Stored items
::::::
PR #199, opened 2017-06-03
Publicize NAT manager struct

enzoh:


lgierth:
Awesome, thanks for taking this on! Could you make `NATManager` an interface and rename the existing struct to something like `NATPortMap`? That'll make it easier to have multiple different NAT implementations in the future.

lgierth:
Thanks, LGTM :+1:

lgierth:
I'll merge and make a release when #189 is merged, should be today

Issue #1177, opened 2021-09-07
move circuitv2 and relay packages


marten-seemann:
This doesn't really belong in `host`, that's for `host` implementations. "relay" is there because it used to be a host wrapper (it really should move).

Maybe move _both_ to a "relay" directory? Really, the "relay" belongs in some form of "relay" package, and the "client" part belongs in a "transports" package, but we don't need to get too fancy.

_Originally posted by @Stebalien in https://github.com/libp2p/go-libp2p/issues/1174#issuecomment-914304959_

vyzo:
We should have it in `protocol` I think, it doesn't belong in `host` and we don't need a separate package for this.

vyzo:
Note that `relay` contains the autorelay code, it should probably be renamed as such and maybe move into `protocol` as well.

marten-seemann:
This should have been resolved since v0.16.0.

PR #1183, opened 2021-09-10
Use circuitv2 code

vyzo:
This uses the (backwards compatible) circuit v2 client for handling relay connections.

Relay options are removed; relay servers should be explicitly instantiated or use a dedicated daemon (e.g. p2pd or relayd).
Also moves the `circuitv2` code into `p2p/protocol` (see #1177)


config/config.go
```diff
@@ -283,12 +274,7 @@ func (cfg *Config) NewNode(ctx context.Context) (host.Host, error) {
 
 			discovery := discovery.NewRoutingDiscovery(crouter)
 
-			if hop {
-				// advertise ourselves
-				relay.Advertise(ctx, discovery)
-			} else {
-				_ = relay.NewAutoRelay(ctx, h, discovery, router, cfg.StaticRelays)
-			}
+			_ = relay.NewAutoRelay(ctx, h, discovery, router, cfg.StaticRelays)
```
marten-seemann, line 277: I like this. This will make it a lot easier to implement a `Close` method here, and not rely on the `ctx` any more.

marten-seemann (approved):

PR #1184, opened 2021-09-10
don't use the context to shut down the relay

marten-seemann:
Not a big fan of this change. I'd have preferred to save the `AutoRelay` on the `BasicHost`, but that's not possible (import cycle).

### DIFF
--- a/config/config.go
+++ b/config/config.go
@@ -22,7 +22,7 @@ import (
 	"github.com/libp2p/go-libp2p/p2p/host/relay"
 	routed "github.com/libp2p/go-libp2p/p2p/host/routed"
 	circuitv2 "github.com/libp2p/go-libp2p/p2p/protocol/circuitv2/client"
-	holepunch "github.com/libp2p/go-libp2p/p2p/protocol/holepunch"
+	"github.com/libp2p/go-libp2p/p2p/protocol/holepunch"
 
 	autonat "github.com/libp2p/go-libp2p-autonat"
 	blankhost "github.com/libp2p/go-libp2p-blankhost"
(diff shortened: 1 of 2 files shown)


vyzo (commented):
I don't like this proliferation of host wrappers either -- can't we just save the `close` function in the host and invoke that?
We can even compose multiple close functions into one this way for all dependent services.

marten-seemann:
I thought of that, but I’m not sure if having a SetClose(closeFunc) method on the Host is nicer.

vyzo:
we dont have to expose it in the interface; the constructor can just
collect what it needs. It can also be a slice of io.Closers that we store.

vyzo:
Another, more convoluted abstraction is to track services by unique keys
and expose interface methods for managing that. This can also eliminate
atrocities like the basic host cast in lotus just to get to autonat.

But thats probably a more general discussion to be held here.

marten-seemann:
We can’t put it in the constructor, as the autonat depends on the host.

Let’s keep wrapping for now, I think that’s the more idiomatic way to handle this in Go anyway.

vyzo:
I meant in the libp2p constructor, *not* the object constructor; i'd rather
avoid the wrapping.

vyzo (approved):
actually I'll give the blessing; I am allergic to host wrapping, but on the same time I can't think of any really good reason not to wrap, so let's do it.

We should have the discussion about services at some point, so that we can eliminate wrapping altogether in the future.

Stebalien:
Can I not pass in a set of abstract "service" constructors into the host? Of the form `func(Host) (io.Closer, error)`?

(note: fx/dependency injection would also fix this, we really need a way to "manage" libp2p services).

marten-seemann:
> Can I not pass in a set of abstract "service" constructors into the host? Of the form func(Host) (io.Closer, error)?

I'd love to do this. We just need to figure out a way to pass options to that constructor.

PR #1186, opened 2021-09-14
Add standalone implementation of v1 Relay

vyzo:
This adds an implementation of a v1 Relay, extracted and slightly modified for a bit of resource management, from go-libp2p-circuit, intended to be used by standalone daemon implementations and tests.
This allows us to deprecate and completely dereference the go-libp2p-circuit repo.

TBD:
- [X] Remove references to go-libp2p-circuit from production code.
- [X] Update tests to use the in-tree v1 relay.
- [X] Update examples to use the in-tree v1 relay.


marten-seemann:
Do we have to do this? Can't we just leave the code in go-libp2p-circuit for the transition period? Then we wouldn't have to review a 1340 LOC PR, but could just use code that we know works in production.

vyzo:
The bultin implementation of go-libp2p-circuit is deficient; it cant be
used safely as only a relay and has resource management problems.
This remedies the situation, by extracting and fixing.

I would very much do this and kill the other repo. Originally I was going
to put the code in the relay daemon, but I decided to put it here for
generality and completeness.

Review should be easy, the mods are small and the code is similar to the v2
relay code. There is nothing exotic to consider. The bulk of the code is
protobuf, review is neede for some 200loc.

marten-seemann (approved):
I haven't done an in-depth review, since this is mostly code from go-libp2p-circuit.

Why is go-libp2p-circuit not removed from `go.mod` in this PR?

vyzo:
still have some open todos, see the pr description. I plan to finish it
today.

vyzo:
Turns out we need to keep a reference in go.mod for now, we have a compatiblity test which tests whether the v2 client can connect to legacy clients.
So we'll have to keep it for now, unless we want to remove that test (I find it useful however).

vyzo:
marked as ready -- @marten-seemann care for another pass before we merge?

marten-seemann (approved):

PR #1188, opened 2021-09-15
Tag relay hops in relay implementations

vyzo:
On top of #1186 
In both relay v1 and v2 implementations, with a fixed value of 2. The value is purposefully very low, serving as an indicator to distinguish idle connections from connections with hop circuits during connection manager prunes.

### DIFF
--- a/p2p/protocol/circuitv1/relay/relay.go
+++ b/p2p/protocol/circuitv1/relay/relay.go
@@ -29,8 +29,8 @@ const (
 	ConnectTimeout   = 30 * time.Second
 	HandshakeTimeout = time.Minute
 
-	RelayHopTag    = "relay-hop"
-	MaxRelayHopTag = 5
+	RelayHopTag      = "relay-v1-hop"
+	RelayHopTagValue = 2
 
 	maxMessageSize = 4096
 )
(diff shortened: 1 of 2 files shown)


p2p/protocol/circuitv1/relay/relay.go
```diff
@@ -262,6 +265,29 @@ func (r *Relay) handleHopStream(s network.Stream, msg *pb.CircuitRelay) {
 	go r.relayConn(bs, s, dest.ID, src.ID, done)
 }
 
+func (r *Relay) addConn(p peer.ID) {
+	conns := r.conns[p]
+	conns++
+	r.conns[p] = conns
```
Stebalien, line 271: Is this to set a limit on the tag value?

vyzo: yeah.

vyzo: we can also do a (very small) fixed tag value if you prefer.

vyzo: Upon further thought, I think I'll make it a fixed tag with a value 2; base utility is to distinguish idle connections from connections that have hop circuits on them.

vyzo: done.

Stebalien (approved):

marten-seemann (approved):

p2p/protocol/circuitv1/relay/relay.go
```diff
@@ -29,6 +29,9 @@ const (
 	ConnectTimeout   = 30 * time.Second
 	HandshakeTimeout = time.Minute
 
+	RelayHopTag      = "relay-v1-hop"
+	RelayHopTagValue = 2
```
marten-seemann, line 33: Nit: make these private.

vyzo:
rebased on master to resolve the (trivial) conflict; also made the hop tag constants private.

p2p/protocol/circuitv1/relay/relay.go
vyzo: done.

PR #1193, opened 2021-09-19
remove goprocess from the NATManager

marten-seemann:


marten-seemann:
libp2p/go-libp2p-nat#38 was merged, so this PR should be ready now.

Stebalien (approved):

PR #1197, opened 2021-09-23
add an option to start the relay v2

marten-seemann:
I'm not satisfied with the names for the config options, but I struggle to come up with something better. Suggestions would be highly appreciated.

I wish we could use `EnableRelay()` here, but unfortunately this is already taken to enable the *relay transport*.

### DIFF
--- a/config/config.go
+++ b/config/config.go
@@ -21,6 +21,7 @@ import (
 	bhost "github.com/libp2p/go-libp2p/p2p/host/basic"
 	routed "github.com/libp2p/go-libp2p/p2p/host/routed"
 	circuitv2 "github.com/libp2p/go-libp2p/p2p/protocol/circuitv2/client"
+	relayv2 "github.com/libp2p/go-libp2p/p2p/protocol/circuitv2/relay"
 	"github.com/libp2p/go-libp2p/p2p/protocol/holepunch"
 
 	autonat "github.com/libp2p/go-libp2p-autonat"
@@ -74,7 +75,10 @@ type Config struct {
 	PSK                pnet.PSK
 
 	RelayCustom bool
-	Relay       bool
+	Relay       bool // should the relay transport be used
+
+	EnableRelayService bool // should we run a circuitv2 relay (if publicly reachable)
+	RelayServiceOpts   []relayv2.Option
 
 	ListenAddrs     []ma.Multiaddr
 	AddrsFactory    bhost.AddrsFactory
@@ -196,6 +200,8 @@ func (cfg *Config) NewNode() (host.Host, error) {
 		MultiaddrResolver:   cfg.MultiaddrResolver,
 		EnableHolePunching:  cfg.EnableHolePunching,
 		HolePunchingOptions: cfg.HolePunchingOptions,
+		EnableRelayService:  cfg.EnableRelayService,
+		RelayServiceOpts:    cfg.RelayServiceOpts,
 	})
 	if err != nil {
 		swrm.Close()
--- a/options.go
+++ b/options.go
@@ -17,9 +17,10 @@ import (
 	"github.com/libp2p/go-libp2p-core/pnet"
 
 	"github.com/libp2p/go-libp2p/config"
-	autorelay "github.com/libp2p/go-libp2p/p2p/host/autorelay"
+	"github.com/libp2p/go-libp2p/p2p/host/autorelay"
 	bhost "github.com/libp2p/go-libp2p/p2p/host/basic"
-	holepunch "github.com/libp2p/go-libp2p/p2p/protocol/holepunch"
+	relayv2 "github.com/libp2p/go-libp2p/p2p/protocol/circuitv2/relay"
+	"github.com/libp2p/go-libp2p/p2p/protocol/holepunch"
 
 	ma "github.com/multiformats/go-multiaddr"
 	madns "github.com/multiformats/go-multiaddr-dns"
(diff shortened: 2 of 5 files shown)


config/config.go
```diff
@@ -21,6 +21,7 @@ import (
 	"github.com/libp2p/go-libp2p/p2p/host/relay"
 	routed "github.com/libp2p/go-libp2p/p2p/host/routed"
 	circuitv2 "github.com/libp2p/go-libp2p/p2p/protocol/circuitv2/client"
+	v2relay "github.com/libp2p/go-libp2p/p2p/protocol/circuitv2/relay"
```
vyzo, line 24: let's call this `relayv2` for consistency.

config/config.go
```diff
@@ -74,7 +75,10 @@ type Config struct {
 	PSK                pnet.PSK
 
 	RelayCustom bool
-	Relay       bool
+	Relay       bool // should the relay transport be used
+
+	DisableRelay bool // should we run a circuitv2 relay (if publicly reachable)
+	RelayOpts    []v2relay.Option
```
vyzo, line 81: `RelayService` sounds like a better name, less ambiguous.

config/config.go
```diff
@@ -196,6 +200,8 @@ func (cfg *Config) NewNode() (host.Host, error) {
 		MultiaddrResolver:   cfg.MultiaddrResolver,
 		EnableHolePunching:  cfg.EnableHolePunching,
 		HolePunchingOptions: cfg.HolePunchingOptions,
+		EnableV2Relay:       !cfg.DisableRelay,
+		RelayOpts:           cfg.RelayOpts,
```
vyzo, line 204: `EnableRelayService` and `RelayServiceOptions` perhaps.

options.go
```diff
@@ -19,7 +19,8 @@ import (
 	"github.com/libp2p/go-libp2p/config"
 	bhost "github.com/libp2p/go-libp2p/p2p/host/basic"
 	autorelay "github.com/libp2p/go-libp2p/p2p/host/relay"
-	holepunch "github.com/libp2p/go-libp2p/p2p/protocol/holepunch"
+	v2relay "github.com/libp2p/go-libp2p/p2p/protocol/circuitv2/relay"
```
vyzo, line 22: `relayv2`

options.go
```diff
@@ -231,6 +232,26 @@ func DisableRelay() Option {
 	}
 }
 
+// DisableRelaying configures libp2p to not run a circuit v2 relay.
+// Note that we only start the relay if we detect that we're publicly reachable.
+func DisableRelaying() Option {
```
vyzo, line 237: `DisalbeRelayService`

options.go
```diff
@@ -231,6 +232,26 @@ func DisableRelay() Option {
...
+	return func(cfg *Config) error {
+		cfg.DisableRelay = true
+		cfg.RelayOpts = nil
+		return nil
+	}
+}
+
+// EnableRelaying configures libp2p to run a circuit v2 relay,
+// if we dected that we're publicly reachable.
+func EnableRelaying(opts ...v2relay.Option) Option {
```
vyzo, line 247: `EnableRelayService`

p2p/host/basic/basic_host.go
```diff
@@ -133,6 +137,11 @@ type HostOpts struct {
 	// EnablePing indicates whether to instantiate the ping service
 	EnablePing bool
 
+	// EnableV2Relay enables the circuit v2 relay (if we're publicly reachable).
+	EnableV2Relay bool
+	// RelayOpts are options for the circuit v2 relay.
+	RelayOpts []v2relay.Option
```
vyzo, line 143: `EnableRelayService` and `RelayServiceOpts`.

vyzo (commented):
Yeah, these names are very confusing.

I have suggested some alternatives.

marten-seemann:
`RelayService` sounds good to me! Will update the PR.

config/config.go
```diff
@@ -74,7 +75,10 @@ type Config struct {
 	PSK                pnet.PSK
 
 	RelayCustom bool
-	Relay       bool
+	Relay       bool // should the relay transport be used
+
+	DisableRelayService bool // should we run a circuitv2 relay (if publicly reachable)
```
vyzo, line 80: let's heed to @stebalien's request to not enable it by default, so this should be `EnableRelayService` I guess and the logic inverted.

options.go
```diff
@@ -231,6 +232,26 @@ func DisableRelay() Option {
...
+// DisableRelayService configures libp2p to not run a circuit v2 relay.
+// Note that we only start the relay if we detect that we're publicly reachable.
+func DisableRelayService() Option {
+	return func(cfg *Config) error {
+		cfg.DisableRelayService = true
+		cfg.RelayServiceOpts = nil
+		return nil
+	}
+}
+
```
vyzo, line 244: we don't need this if it is not enabled by default.

p2p/host/relayv2/relay.go
```diff
@@ -0,0 +1,91 @@
+package relayv2
```
vyzo, line 1: let's call this package `relaysvc` or something similar? We are moving the autorelay stuff in `autorelay` anyway.

vyzo (commented):
LGTM; only thing we need is to make it disabled by default as @stebalien requested.
Also, the package name for the manager/service is rather confusing, let's call it something more appropriate.

config/config.go
marten-seemann: Makes sense.
We'll still enable this by default in IPFS / Filecoin, won't we?

Stebalien: >  We'll still enable this by default in IPFS / Filecoin, won't we?

Yes, or at least in IPFS. But libp2p is a library not an application.

vyzo (approved):

PR #1198, opened 2021-09-23
autorelay support for circuitv2 relays

vyzo:
Changes:
- Move the autorelay code to `p2p/host/autorelay`
- Move the host wrapper to the autorelay package.
- Add support for circuitv2 relays

Next steps: refactor the relay discovery logic to support the Flare strategy of an army of relays; this can happen in a subsequent pr, and we can even wait for deployment before we do it.
For now, user must configure relays statically.

### DIFF
--- a/p2p/host/autorelay/autorelay.go
+++ b/p2p/host/autorelay/autorelay.go
@@ -1,4 +1,4 @@
-package relay
+package autorelay
 
 import (
 	"context"
--- a/p2p/host/autorelay/autorelay.go
+++ b/p2p/host/autorelay/autorelay.go
@@ -5,8 +5,9 @@ import (
 	"fmt"
 	"math/rand"
 	"sync"
-	"sync/atomic"
 	"time"
+
+	"golang.org/x/sync/errgroup"
 
 	"github.com/libp2p/go-libp2p-core/discovery"
 	"github.com/libp2p/go-libp2p-core/event"
@@ -167,12 +168,13 @@ func (ar *AutoRelay) refreshReservations(ctx context.Context, now time.Time) boo
 		return true
 	}
 
-	// find reservations about to expire and refresh them in parallel
-	var (
-		wg   sync.WaitGroup
-		fail int32
-	)
+	if len(ar.relays) == 0 {
+		ar.mx.Unlock()
+		return false
+	}
 
+	// find reservations about to expire and refresh them in parallel
+	g := new(errgroup.Group)
 	for p, rsvp := range ar.relays {
 		if rsvp == nil {
 			// this is a circuitv1 relay, there is no reservation
@@ -183,18 +185,17 @@ func (ar *AutoRelay) refreshReservations(ctx context.Context, now time.Time) boo
 			continue
 		}
 
-		wg.Add(1)
-		go ar.refreshRelayReservation(ctx, p, &wg, &fail)
+		g.Go(func() error {
+			return ar.refreshRelayReservation(ctx, p)
+		})
 	}
 	ar.mx.Unlock()
 
-	wg.Wait()
-	return fail > 0
+	err := g.Wait()
+	return err != nil
 }
 
-func (ar *AutoRelay) refreshRelayReservation(ctx context.Context, p peer.ID, wg *sync.WaitGroup, fail *int32) {
-	defer wg.Done()
-
+func (ar *AutoRelay) refreshRelayReservation(ctx context.Context, p peer.ID) error {
 	rsvp, err := circuitv2.Reserve(ctx, ar.host, peer.AddrInfo{ID: p})
 
 	ar.mx.Lock()
@@ -206,12 +207,12 @@ func (ar *AutoRelay) refreshRelayReservation(ctx context.Context, p peer.ID, wg 
 		delete(ar.relays, p)
 		// unprotect the connection
 		ar.host.ConnManager().Unprotect(p, autorelayTag)
-		// increment fail counter
-		atomic.AddInt32(fail, 1)
 	} else {
 		log.Debugf("refreshed relay slot reservation with %s", p)
 		ar.relays[p] = rsvp
 	}
+
+	return err
 }
 
 func (ar *AutoRelay) findRelays(ctx context.Context) bool {
--- a/p2p/host/autorelay/autorelay.go
+++ b/p2p/host/autorelay/autorelay.go
@@ -15,6 +15,8 @@ import (
 
 	basic "github.com/libp2p/go-libp2p/p2p/host/basic"
 	relayv1 "github.com/libp2p/go-libp2p/p2p/protocol/circuitv1/relay"
+	circuitv2 "github.com/libp2p/go-libp2p/p2p/protocol/circuitv2/client"
+	circuitv2_proto "github.com/libp2p/go-libp2p/p2p/protocol/circuitv2/proto"
 
 	ma "github.com/multiformats/go-multiaddr"
 	manet "github.com/multiformats/go-multiaddr/net"
@@ -30,7 +32,7 @@ var (
 	BootDelay = 20 * time.Second
 )
 
-// These are the known PL-operated relays
+// These are the known PL-operated v1 relays; will be decommissioned in 2022.
 var DefaultRelays = []string{
 	"/ip4/147.75.80.110/tcp/4001/p2p/QmbFgm5zan8P6eWWmeyfncR5feYEMPbht5b1FW1C37aQ7y",
 	"/ip4/147.75.80.110/udp/4001/quic/p2p/QmbFgm5zan8P6eWWmeyfncR5feYEMPbht5b1FW1C37aQ7y",
@@ -55,7 +57,7 @@ type AutoRelay struct {
 	disconnect chan struct{}
 
 	mx     sync.Mutex
-	relays map[peer.ID]struct{}
+	relays map[peer.ID]*circuitv2.Reservation // rsvp will be nil if it is a v1 relay
 	status network.Reachability
 
 	cachedAddrs       []ma.Multiaddr
@@ -71,7 +73,7 @@ func NewAutoRelay(bhost *basic.BasicHost, discover discovery.Discoverer, router 
 		router:     router,
 		addrsF:     bhost.AddrsFactory,
 		static:     static,
-		relays:     make(map[peer.ID]struct{}),
+		relays:     make(map[peer.ID]*circuitv2.Reservation),
 		disconnect: make(chan struct{}, 1),
 		status:     network.ReachabilityUnknown,
 	}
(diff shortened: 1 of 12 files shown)


p2p/host/autorelay/autorelay.go
```diff
@@ -135,6 +138,75 @@ func (ar *AutoRelay) background(ctx context.Context) {
...
+			}
+
+			// find reservations about to expire
+			now := time.Now()
+			for p, rsvp := range ar.relays {
+				if rsvp == nil {
+					continue
+				}
+
+				if now.Add(time.Minute).Before(rsvp.Expiration) {
```
marten-seemann, line 169: If we're running this loop once per minute, we should probably refresh 2 minutes before the expiration, to be on the safe side. (Best to introduce a const for that logic).

p2p/host/autorelay/autorelay.go
```diff
@@ -135,6 +138,75 @@ func (ar *AutoRelay) background(ctx context.Context) {
...
+	for {
+		select {
+		case <-ticker.C:
+			var toRefresh []peer.ID
+
+			ar.mx.Lock()
+			if ar.status == network.ReachabilityPublic {
+				// we are public, forget about the relays, unprotect peers
+				for p := range ar.relays {
+					ar.host.ConnManager().Unprotect(p, "autorelay")
```
marten-seemann, line 154: Nit: The string should be a package-level `const`.

p2p/host/autorelay/autorelay.go
```diff
@@ -135,6 +138,75 @@ func (ar *AutoRelay) background(ctx context.Context) {
...
+			for p, rsvp := range ar.relays {
+				if rsvp == nil {
+					continue
+				}
+
+				if now.Add(time.Minute).Before(rsvp.Expiration) {
+					continue
+				}
+
+				toRefresh = append(toRefresh, p)
```
marten-seemann, line 173: I think we can get rid of this temporary slice here, by starting the refresh go routine right away (code-wise, this will be cleaner if refactored into a separate function, as suggested below).

p2p/host/autorelay/autorelay.go
```diff
@@ -71,14 +73,15 @@ func NewAutoRelay(bhost *basic.BasicHost, discover discovery.Discoverer, router
...
-		relays:     make(map[peer.ID]struct{}),
+		relays:     make(map[peer.ID]*circuitv2.Reservation),
 		disconnect: make(chan struct{}, 1),
 		status:     network.ReachabilityUnknown,
 	}
 	bhost.AddrsFactory = ar.hostAddrs
 	bhost.Network().Notify(ar)
 	ar.refCount.Add(1)
 	go ar.background(ctx)
+	go ar.refresh(ctx)
```
marten-seemann, line 84: Can we avoid starting a new go routine here by merging this into `background`?

p2p/host/autorelay/autorelay.go
```diff
@@ -135,6 +138,75 @@ func (ar *AutoRelay) background(ctx context.Context) {
 	}
 }
 
+func (ar *AutoRelay) refresh(ctx context.Context) {
+	ticker := time.NewTicker(time.Minute)
+	defer ticker.Stop()
+
+	for {
+		select {
+		case <-ticker.C:
```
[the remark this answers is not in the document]
vyzo: sure.

p2p/host/autorelay/autorelay.go
```diff
@@ -135,6 +138,75 @@ func (ar *AutoRelay) background(ctx context.Context) {
...
+				toRefresh = append(toRefresh, p)
+			}
+			ar.mx.Unlock()
+
+			// refresh reservations about to expire in parallel
+			var wg sync.WaitGroup
+			for _, p := range toRefresh {
+				wg.Add(1)
+
+				go func(p peer.ID) {
```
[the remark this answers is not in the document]
vyzo: yes indeed, will do. And oops!

p2p/host/autorelay/autorelay.go
```diff
@@ -204,14 +276,48 @@ func (ar *AutoRelay) tryRelay(ctx context.Context, pi peer.AddrInfo) bool {
 		return false
 	}
 
-	ok, err := relayv1.CanHop(ctx, ar.host, pi.ID)
+	protoIDv1 := string(relayv1.ProtoID)
+	protoIDv2 := string(circuitv2_proto.ProtoIDv2Hop)
```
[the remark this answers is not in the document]
vyzo: sure.

p2p/host/autorelay/autorelay.go
```diff
@@ -246,8 +356,10 @@ func (ar *AutoRelay) connect(ctx context.Context, pi peer.AddrInfo) bool {
 		return false
 	}
 
-	// tag the connection as very important
-	ar.host.ConnManager().TagPeer(pi.ID, "relay", 42)
+	// wait for identify to complete so that we can check the supported protocols
+	// TODO we should do this without a delay/sleep.
+	time.Sleep(time.Second)
```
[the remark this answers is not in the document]
vyzo: Of course not, hence the TODO!
 `IdentifyWait` is what I was looking for, we should be able to us it.

p2p/host/autorelay/autorelay.go
vyzo: good point, will do.

p2p/host/autorelay/autorelay.go
vyzo: sure.

p2p/host/autorelay/autorelay.go
vyzo: yeah, it will probably be nicer.

p2p/host/autorelay/autorelay.go
vyzo: probably.

p2p/host/autorelay/autorelay.go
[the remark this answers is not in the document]
vyzo: done.

p2p/host/autorelay/autorelay.go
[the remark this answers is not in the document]
vyzo: fixed.

p2p/host/autorelay/autorelay.go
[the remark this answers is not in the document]
vyzo: done.

p2p/host/autorelay/autorelay.go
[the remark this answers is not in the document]
vyzo: fixed.

p2p/host/autorelay/autorelay.go
vyzo: fixed.

p2p/host/autorelay/autorelay.go
vyzo: done.

p2p/host/autorelay/autorelay.go
vyzo: done.

p2p/host/autorelay/autorelay.go
vyzo: done.

vyzo:
@marten-seemann ready for another round of review.

p2p/host/autorelay/autorelay.go
```diff
@@ -135,6 +154,65 @@ func (ar *AutoRelay) background(ctx context.Context) {
...
+	}
+
+	// find reservations about to expire and refresh them in parallel
+	var (
+		wg   sync.WaitGroup
+		fail int32
+	)
+
+	for p, rsvp := range ar.relays {
+		if rsvp == nil {
```
marten-seemann, line 177: Can you add a comment that this a circuitv1?

p2p/host/autorelay/autorelay.go
```diff
@@ -135,6 +154,65 @@ func (ar *AutoRelay) background(ctx context.Context) {
...
+			continue
+		}
+
+		if now.Add(rsvpExpirationSlack).Before(rsvp.Expiration) {
+			continue
+		}
+
```
marten-seemann, line 184: I must have missed this in my earlier review, but do we need a check to garbage collect expired reservations?

p2p/host/autorelay/autorelay.go
```diff
@@ -135,6 +154,65 @@ func (ar *AutoRelay) background(ctx context.Context) {
...
+		wg.Add(1)
+		go ar.refreshRelayReservation(ctx, p, &wg, &fail)
```
marten-seemann, line 186: This would be a good use case for the `errgroup` as in this example: https://pkg.go.dev/golang.org/x/sync/errgroup#example-Group-JustErrors.

p2p/host/autorelay/autorelay.go
```diff
@@ -246,8 +360,29 @@ func (ar *AutoRelay) connect(ctx context.Context, pi peer.AddrInfo) bool {
...
+			select {
+			case <-ar.host.IDService().IdentifyWait(conn):
+				ready <- struct{}{}
+			case <-ctx.Done():
+			}
+		}(conn)
+	}
+
+	select {
+	case <-ready:
```
marten-seemann, line 381: This will leave all but the first go routine blocked on their `IdentifyWait`, doesn't it? Maybe this would a good use case for https://pkg.go.dev/golang.org/x/sync/errgroup#WithContext?

marten-seemann (commented):
Thanks for the quick turnaround. Here's some additional stuff I noticed.

p2p/host/autorelay/autorelay.go
vyzo: of course.

p2p/host/autorelay/autorelay.go
vyzo: I don't think so, we'll try to refresh them. Do you see any way to create garbage here?

p2p/host/autorelay/autorelay.go
vyzo: I thought about it (i like this package a lot too), but it is not necessarily an error if we fail to refresh a reservation -- maybe the relay got overloaded.

p2p/host/autorelay/autorelay.go
vyzo: No, the channel is buffered for `len(conns)`, so we should be fine.

p2p/host/autorelay/autorelay.go
vyzo: having said that, i won't object if you think we should do it with an errgrp.

vyzo: actually on further thought, yeah, the code will be simpler and easier to grok, so I'll do the errgrp thing.

vyzo: done.

p2p/host/autorelay/autorelay.go
marten-seemann: You're right, we delete the reservation if refreshing fails.

marten-seemann (approved):
LGTM.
::::::
The problem: Look over the records above and copy each line that includes the string "multiple".

Exercise solution:
Awesome, thanks for taking this on! Could you make `NATManager` an interface and rename the existing struct to something like `NATPortMap`? That'll make it easier to have multiple different NAT implementations in the future.
We can even compose multiple close functions into one this way for all dependent services.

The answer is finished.